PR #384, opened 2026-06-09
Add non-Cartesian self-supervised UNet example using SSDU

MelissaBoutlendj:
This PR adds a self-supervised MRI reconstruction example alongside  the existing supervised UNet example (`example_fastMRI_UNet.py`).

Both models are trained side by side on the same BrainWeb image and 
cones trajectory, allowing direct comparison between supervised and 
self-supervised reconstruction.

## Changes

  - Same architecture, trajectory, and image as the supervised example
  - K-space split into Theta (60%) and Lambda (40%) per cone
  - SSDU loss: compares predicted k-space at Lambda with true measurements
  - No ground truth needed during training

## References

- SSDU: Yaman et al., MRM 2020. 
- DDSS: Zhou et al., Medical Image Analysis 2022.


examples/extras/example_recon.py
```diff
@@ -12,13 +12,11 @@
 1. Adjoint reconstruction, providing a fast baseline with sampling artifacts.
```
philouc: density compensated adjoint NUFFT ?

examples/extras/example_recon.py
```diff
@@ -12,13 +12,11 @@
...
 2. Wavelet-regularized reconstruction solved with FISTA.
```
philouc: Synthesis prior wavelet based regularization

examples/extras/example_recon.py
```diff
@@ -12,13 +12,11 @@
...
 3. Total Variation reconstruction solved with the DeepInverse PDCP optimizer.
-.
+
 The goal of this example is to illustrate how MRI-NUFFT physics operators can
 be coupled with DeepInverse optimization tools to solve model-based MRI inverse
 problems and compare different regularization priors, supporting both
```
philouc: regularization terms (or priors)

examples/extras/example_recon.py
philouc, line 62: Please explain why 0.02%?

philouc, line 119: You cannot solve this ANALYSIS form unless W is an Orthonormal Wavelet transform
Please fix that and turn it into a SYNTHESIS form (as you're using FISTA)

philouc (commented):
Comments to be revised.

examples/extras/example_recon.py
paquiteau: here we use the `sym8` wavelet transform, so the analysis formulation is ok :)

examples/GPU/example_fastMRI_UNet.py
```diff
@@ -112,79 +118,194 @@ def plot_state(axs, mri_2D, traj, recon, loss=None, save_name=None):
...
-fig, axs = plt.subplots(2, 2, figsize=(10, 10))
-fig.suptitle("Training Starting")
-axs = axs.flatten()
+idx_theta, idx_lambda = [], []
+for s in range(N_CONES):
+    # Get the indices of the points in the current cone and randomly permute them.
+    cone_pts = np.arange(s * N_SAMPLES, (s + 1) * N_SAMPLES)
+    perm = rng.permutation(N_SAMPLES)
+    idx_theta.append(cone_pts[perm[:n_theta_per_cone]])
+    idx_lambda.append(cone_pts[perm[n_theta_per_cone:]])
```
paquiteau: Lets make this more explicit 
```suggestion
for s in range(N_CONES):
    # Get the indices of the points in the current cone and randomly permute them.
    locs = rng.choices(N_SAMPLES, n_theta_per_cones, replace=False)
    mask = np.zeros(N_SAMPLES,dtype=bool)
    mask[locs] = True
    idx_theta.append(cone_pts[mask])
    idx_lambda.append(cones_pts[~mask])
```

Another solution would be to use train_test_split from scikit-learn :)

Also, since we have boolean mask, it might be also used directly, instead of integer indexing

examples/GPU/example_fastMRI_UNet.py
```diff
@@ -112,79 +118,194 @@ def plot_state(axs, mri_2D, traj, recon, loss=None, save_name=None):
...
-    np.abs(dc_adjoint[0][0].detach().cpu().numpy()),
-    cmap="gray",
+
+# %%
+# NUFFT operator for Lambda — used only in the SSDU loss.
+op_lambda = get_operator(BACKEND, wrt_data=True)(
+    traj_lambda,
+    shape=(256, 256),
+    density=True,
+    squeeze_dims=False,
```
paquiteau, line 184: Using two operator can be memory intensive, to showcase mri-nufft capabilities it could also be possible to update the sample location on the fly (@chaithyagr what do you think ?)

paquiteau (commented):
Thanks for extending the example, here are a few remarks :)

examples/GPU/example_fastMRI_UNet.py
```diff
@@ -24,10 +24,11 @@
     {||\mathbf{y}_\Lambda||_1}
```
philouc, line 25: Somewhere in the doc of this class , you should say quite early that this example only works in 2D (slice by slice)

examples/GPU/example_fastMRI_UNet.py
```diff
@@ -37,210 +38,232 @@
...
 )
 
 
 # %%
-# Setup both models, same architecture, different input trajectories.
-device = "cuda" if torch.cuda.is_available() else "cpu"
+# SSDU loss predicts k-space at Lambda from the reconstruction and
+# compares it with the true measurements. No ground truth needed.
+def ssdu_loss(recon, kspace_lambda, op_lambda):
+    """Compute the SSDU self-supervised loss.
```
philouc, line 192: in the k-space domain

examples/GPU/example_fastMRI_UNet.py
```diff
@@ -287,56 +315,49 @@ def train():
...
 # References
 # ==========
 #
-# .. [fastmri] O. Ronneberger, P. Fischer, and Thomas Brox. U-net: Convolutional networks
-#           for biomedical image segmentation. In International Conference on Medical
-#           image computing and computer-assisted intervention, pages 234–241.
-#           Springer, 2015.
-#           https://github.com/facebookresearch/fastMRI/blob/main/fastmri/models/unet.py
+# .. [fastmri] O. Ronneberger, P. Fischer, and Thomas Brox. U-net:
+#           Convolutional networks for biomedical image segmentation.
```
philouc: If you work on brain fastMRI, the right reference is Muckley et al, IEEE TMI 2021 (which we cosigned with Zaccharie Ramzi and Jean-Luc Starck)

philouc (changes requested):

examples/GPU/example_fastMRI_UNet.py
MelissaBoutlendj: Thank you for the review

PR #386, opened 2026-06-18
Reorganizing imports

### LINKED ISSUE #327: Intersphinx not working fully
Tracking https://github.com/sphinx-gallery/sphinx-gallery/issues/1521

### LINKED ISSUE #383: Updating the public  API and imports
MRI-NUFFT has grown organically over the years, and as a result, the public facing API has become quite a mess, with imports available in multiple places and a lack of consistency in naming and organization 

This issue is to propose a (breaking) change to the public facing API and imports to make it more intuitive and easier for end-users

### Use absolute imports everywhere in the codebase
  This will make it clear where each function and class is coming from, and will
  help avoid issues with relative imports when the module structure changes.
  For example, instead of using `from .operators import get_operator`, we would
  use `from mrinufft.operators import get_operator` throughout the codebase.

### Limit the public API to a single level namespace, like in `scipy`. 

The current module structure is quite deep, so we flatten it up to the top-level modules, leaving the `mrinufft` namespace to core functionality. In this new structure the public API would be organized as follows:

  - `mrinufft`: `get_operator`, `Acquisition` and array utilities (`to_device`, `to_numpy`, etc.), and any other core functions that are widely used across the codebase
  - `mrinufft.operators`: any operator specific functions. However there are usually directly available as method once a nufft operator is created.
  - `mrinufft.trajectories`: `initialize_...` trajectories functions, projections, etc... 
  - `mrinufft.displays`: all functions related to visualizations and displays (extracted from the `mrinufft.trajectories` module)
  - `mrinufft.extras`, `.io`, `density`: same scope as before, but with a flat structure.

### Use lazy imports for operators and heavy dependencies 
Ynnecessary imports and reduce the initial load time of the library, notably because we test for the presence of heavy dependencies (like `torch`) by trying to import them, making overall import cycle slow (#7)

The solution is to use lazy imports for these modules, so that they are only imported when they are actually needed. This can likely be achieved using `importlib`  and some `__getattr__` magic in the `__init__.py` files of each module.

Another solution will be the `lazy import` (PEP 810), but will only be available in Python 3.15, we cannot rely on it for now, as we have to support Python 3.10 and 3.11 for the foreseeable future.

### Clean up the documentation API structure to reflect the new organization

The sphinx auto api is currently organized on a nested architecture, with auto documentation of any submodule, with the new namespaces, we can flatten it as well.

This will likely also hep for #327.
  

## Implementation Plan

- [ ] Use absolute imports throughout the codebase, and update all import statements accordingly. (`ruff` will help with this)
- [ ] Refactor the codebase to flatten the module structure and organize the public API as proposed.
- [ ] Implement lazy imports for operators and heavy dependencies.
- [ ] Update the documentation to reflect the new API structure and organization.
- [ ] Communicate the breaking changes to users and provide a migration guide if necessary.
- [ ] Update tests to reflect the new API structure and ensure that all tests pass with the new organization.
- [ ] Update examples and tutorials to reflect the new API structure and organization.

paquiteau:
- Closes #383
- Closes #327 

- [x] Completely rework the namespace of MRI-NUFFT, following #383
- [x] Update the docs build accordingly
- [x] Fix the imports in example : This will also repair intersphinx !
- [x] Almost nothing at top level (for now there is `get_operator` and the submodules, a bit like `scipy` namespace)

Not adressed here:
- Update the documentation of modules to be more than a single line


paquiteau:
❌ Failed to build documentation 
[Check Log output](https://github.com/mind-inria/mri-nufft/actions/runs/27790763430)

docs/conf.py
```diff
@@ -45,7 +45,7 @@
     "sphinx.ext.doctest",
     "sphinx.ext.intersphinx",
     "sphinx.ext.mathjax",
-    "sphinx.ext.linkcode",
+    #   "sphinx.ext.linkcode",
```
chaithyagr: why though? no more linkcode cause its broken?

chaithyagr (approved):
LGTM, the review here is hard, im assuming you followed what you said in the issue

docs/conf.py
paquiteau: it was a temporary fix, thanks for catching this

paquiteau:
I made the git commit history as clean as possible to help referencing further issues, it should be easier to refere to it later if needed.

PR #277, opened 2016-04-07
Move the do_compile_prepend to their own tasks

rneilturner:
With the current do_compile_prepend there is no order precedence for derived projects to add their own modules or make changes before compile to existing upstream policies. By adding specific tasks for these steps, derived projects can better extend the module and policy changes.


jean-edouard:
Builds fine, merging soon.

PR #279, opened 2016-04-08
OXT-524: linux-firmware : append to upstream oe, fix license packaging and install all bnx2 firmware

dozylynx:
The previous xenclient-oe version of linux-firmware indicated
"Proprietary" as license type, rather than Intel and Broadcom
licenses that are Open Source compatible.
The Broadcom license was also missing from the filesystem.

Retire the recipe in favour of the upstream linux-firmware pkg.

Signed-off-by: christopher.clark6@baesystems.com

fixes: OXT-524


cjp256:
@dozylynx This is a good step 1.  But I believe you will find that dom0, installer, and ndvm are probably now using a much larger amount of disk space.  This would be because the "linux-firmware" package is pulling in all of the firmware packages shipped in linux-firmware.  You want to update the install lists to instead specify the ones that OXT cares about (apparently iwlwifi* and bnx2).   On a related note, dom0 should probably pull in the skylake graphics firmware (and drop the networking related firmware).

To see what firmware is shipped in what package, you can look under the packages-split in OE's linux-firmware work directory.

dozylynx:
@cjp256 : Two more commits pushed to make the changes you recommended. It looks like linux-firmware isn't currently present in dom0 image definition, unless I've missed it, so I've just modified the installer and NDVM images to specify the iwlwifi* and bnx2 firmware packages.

··········

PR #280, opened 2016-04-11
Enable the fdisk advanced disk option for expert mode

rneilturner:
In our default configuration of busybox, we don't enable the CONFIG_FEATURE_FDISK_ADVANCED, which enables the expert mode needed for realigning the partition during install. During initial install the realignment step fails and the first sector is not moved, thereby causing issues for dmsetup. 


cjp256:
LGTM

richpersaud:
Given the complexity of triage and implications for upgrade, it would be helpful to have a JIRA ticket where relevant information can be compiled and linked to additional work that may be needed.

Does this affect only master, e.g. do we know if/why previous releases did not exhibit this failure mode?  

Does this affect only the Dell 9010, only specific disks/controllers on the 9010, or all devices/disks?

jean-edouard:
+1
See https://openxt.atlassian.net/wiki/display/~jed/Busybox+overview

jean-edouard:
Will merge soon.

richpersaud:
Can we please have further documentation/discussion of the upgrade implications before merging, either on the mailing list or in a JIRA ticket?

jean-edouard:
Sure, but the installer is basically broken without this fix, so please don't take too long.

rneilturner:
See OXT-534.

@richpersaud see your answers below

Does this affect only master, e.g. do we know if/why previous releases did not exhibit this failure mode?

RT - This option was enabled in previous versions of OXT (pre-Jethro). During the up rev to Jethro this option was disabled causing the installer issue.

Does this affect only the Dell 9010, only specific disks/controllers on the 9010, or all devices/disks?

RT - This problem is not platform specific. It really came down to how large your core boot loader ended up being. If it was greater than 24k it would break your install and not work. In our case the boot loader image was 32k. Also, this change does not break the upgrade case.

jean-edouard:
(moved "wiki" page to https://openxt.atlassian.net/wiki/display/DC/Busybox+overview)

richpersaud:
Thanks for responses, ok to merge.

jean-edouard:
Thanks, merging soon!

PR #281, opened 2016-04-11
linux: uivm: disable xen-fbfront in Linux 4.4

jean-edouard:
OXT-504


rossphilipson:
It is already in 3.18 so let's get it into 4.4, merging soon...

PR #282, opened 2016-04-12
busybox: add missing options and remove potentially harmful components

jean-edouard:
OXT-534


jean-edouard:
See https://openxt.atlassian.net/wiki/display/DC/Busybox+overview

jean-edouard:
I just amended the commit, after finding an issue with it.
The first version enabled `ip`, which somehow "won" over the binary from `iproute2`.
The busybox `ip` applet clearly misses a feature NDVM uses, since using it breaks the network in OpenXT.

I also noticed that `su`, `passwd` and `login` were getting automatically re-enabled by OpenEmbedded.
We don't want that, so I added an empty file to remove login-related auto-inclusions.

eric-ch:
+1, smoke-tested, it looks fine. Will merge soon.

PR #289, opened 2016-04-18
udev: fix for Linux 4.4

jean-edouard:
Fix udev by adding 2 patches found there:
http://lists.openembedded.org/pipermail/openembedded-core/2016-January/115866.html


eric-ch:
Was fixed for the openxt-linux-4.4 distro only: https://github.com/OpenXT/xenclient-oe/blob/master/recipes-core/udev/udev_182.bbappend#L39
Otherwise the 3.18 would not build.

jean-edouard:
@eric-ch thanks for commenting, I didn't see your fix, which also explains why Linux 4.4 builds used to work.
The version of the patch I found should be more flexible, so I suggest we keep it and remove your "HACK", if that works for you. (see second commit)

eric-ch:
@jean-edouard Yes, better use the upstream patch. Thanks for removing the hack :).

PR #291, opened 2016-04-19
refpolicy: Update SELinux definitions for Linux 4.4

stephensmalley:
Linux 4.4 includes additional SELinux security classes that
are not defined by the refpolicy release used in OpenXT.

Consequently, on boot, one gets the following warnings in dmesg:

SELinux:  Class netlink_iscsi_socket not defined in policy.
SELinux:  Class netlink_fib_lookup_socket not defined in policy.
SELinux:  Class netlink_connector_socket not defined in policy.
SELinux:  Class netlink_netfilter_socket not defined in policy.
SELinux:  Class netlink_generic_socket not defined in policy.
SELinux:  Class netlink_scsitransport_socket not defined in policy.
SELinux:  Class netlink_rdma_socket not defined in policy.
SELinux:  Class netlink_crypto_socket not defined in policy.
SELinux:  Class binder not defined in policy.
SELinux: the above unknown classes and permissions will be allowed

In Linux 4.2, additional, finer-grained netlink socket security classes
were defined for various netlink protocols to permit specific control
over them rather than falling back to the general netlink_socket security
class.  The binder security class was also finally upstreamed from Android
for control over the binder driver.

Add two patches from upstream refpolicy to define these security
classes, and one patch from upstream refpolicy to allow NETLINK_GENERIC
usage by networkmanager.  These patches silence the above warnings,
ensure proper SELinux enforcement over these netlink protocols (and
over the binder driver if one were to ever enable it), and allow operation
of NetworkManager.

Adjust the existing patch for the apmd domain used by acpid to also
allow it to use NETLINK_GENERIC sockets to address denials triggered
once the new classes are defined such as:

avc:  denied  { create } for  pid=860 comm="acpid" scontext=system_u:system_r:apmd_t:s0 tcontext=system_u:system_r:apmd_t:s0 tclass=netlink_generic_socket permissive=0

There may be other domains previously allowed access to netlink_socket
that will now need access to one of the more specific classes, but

··········

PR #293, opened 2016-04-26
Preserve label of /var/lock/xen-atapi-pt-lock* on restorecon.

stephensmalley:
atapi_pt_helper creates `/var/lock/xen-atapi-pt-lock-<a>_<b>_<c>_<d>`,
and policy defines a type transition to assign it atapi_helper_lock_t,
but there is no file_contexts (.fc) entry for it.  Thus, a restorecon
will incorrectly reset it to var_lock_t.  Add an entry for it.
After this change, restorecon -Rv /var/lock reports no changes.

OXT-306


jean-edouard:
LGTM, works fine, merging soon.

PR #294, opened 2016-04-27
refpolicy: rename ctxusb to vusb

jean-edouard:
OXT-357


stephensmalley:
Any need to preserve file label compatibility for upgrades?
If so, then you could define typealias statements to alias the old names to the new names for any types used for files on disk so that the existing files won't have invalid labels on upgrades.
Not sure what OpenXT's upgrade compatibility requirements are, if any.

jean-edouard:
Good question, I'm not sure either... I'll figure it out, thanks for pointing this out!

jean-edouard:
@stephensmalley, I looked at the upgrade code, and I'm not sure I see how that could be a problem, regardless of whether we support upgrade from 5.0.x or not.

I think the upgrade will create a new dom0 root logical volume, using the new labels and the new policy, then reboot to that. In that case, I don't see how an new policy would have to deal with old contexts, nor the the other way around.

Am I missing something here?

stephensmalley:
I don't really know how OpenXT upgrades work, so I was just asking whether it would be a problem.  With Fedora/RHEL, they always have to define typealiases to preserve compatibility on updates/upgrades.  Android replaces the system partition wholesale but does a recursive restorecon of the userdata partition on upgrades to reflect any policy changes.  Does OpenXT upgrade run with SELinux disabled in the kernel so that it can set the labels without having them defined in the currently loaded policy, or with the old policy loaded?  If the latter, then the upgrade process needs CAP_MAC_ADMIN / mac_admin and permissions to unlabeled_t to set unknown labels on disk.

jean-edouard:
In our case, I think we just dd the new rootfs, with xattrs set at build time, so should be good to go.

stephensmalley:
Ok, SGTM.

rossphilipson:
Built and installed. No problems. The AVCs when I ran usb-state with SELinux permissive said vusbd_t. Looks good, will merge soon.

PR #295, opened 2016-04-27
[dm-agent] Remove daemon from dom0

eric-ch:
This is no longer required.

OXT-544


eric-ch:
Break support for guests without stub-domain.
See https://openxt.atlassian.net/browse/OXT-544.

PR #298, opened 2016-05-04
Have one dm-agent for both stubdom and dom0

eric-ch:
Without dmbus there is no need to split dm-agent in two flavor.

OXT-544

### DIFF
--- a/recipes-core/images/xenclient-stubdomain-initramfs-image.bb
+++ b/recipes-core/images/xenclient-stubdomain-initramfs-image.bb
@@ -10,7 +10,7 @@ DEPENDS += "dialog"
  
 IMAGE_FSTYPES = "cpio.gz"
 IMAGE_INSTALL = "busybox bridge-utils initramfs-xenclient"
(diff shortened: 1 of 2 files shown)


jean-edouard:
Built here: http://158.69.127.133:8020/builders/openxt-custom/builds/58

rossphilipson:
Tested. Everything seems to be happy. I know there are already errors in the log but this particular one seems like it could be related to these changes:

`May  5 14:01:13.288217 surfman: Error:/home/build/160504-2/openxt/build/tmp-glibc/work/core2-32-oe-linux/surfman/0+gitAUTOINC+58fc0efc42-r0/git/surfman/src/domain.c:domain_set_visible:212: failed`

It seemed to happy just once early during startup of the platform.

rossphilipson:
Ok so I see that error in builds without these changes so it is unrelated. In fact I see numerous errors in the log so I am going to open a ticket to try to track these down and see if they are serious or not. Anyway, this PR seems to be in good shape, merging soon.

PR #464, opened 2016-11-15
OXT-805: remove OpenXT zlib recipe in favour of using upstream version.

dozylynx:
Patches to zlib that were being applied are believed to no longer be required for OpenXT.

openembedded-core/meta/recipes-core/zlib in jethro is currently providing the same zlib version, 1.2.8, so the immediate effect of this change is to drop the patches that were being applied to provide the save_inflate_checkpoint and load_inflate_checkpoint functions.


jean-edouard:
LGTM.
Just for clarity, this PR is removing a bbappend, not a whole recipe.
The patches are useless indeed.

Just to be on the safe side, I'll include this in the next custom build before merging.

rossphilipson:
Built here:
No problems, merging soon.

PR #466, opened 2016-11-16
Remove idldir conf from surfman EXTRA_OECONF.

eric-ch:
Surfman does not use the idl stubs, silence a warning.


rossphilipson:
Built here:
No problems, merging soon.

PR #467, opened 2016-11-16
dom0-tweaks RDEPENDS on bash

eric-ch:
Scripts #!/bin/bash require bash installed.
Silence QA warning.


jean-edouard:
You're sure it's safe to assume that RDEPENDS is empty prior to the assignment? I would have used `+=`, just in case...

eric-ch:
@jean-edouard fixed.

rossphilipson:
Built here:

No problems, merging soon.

··········

Task item —
Should a line in the material contain "density", copy it.

Task result —
philouc: density compensated adjoint NUFFT ?
+    density=True,
  - `mrinufft.extras`, `.io`, `density`: same scope as before, but with a flat structure.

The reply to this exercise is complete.